Task statement → Where does "client" appear in the data? Return each line that holds it.

** Given information follows **

PR #408, opened 2022-09-13
CustomBarsOverlayFeature: Move parsing to WynnBossBarUtils

kristofbolyai:
As requested by @magicus

### DIFF
--- a/common/src/main/java/com/wynntils/features/user/overlays/CustomBarsOverlayFeature.java
+++ b/common/src/main/java/com/wynntils/features/user/overlays/CustomBarsOverlayFeature.java
@@ -30,15 +30,11 @@ import com.wynntils.wynn.event.ActionBarMessageUpdateEvent;
 import com.wynntils.wynn.model.ActionBarModel;
 import com.wynntils.wynn.utils.WynnBossBarUtils;
 import com.wynntils.wynn.utils.WynnUtils;
-import java.util.regex.Matcher;
-import java.util.regex.Pattern;
 import net.minecraft.client.gui.components.LerpingBossEvent;
 import net.minecraftforge.eventbus.api.SubscribeEvent;
 
 @FeatureInfo(category = FeatureCategory.OVERLAYS)
 public class CustomBarsOverlayFeature extends UserFeature {
-    private static final Pattern BLOOD_POOL_PATTERN = Pattern.compile("§cBlood Pool §4\\[§c(\\d+)%§4\\]");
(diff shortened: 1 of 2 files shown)


common/src/main/java/com/wynntils/features/user/overlays/CustomBarsOverlayFeature.java
```diff
@@ -301,22 +294,14 @@ public ManaBankBarOverlay() {
...
-                    manaBankMaxPercent = matcher.group(2);
-                    break;
-                }
-            }
+            Pair<LerpingBossEvent, Matcher> matcherPair = WynnBossBarUtils.getLerpingBossEvent(MANA_BANK_PATTERN);
+            LerpingBossEvent bankEvent = matcherPair.a;
 
             if (bankEvent == null) return;
 
+            String manaBankPercent = matcherPair.b.group(1);
```
magicus: Can you like make a public method in WynnBossBarUtils like `getManaBank` and `getBloodPool(Percent)`? And move the patterns over there. For efficiency, let `getManaBank` return a Pair of strings. (From an API point of view, two methods returning the current and max value would have been nicest, but that'd require doubling the parsing.

common/src/main/java/com/wynntils/wynn/utils/WynnBossBarUtils.java
```diff
@@ -0,0 +1,30 @@
...
+import com.wynntils.mc.utils.ComponentUtils;
+import com.wynntils.mc.utils.McUtils;
+import com.wynntils.utils.Pair;
+import java.util.regex.Matcher;
+import java.util.regex.Pattern;
+import net.minecraft.client.gui.components.LerpingBossEvent;
+
+public class WynnBossBarUtils {
+
+    public static Pair<LerpingBossEvent, Matcher> getLerpingBossEvent(Pattern titlePattern) {
```
magicus: ... and then this can just be a private helper method.

byBackfish:
We could also just make a `registerPattern` method that accepts a pattern and a callback, and then listen to the BossHealthUpdateEvent (event that is fired once the bossbar updates) and then check for the patterns and fire the callback with the regex match

kristofbolyai:
> We could also just make a `registerPattern` method that accepts a pattern and a callback, and then listen to the BossHealthUpdateEvent (event that is fired once the bossbar updates) and then check for the patterns and fire the callback with the regex match 

I don't know where we would put it, but no need to overcomplicate it imo

byBackfish:
> I don't know where we would put it, but no need to overcomplicate it imo

Would be pretty cool to have something like that, but yea, it might be a bit "overkill"

magicus (approved):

** End of Given information **

Answer to this problem →
 import net.minecraft.client.gui.components.LerpingBossEvent;
+import net.minecraft.client.gui.components.LerpingBossEvent;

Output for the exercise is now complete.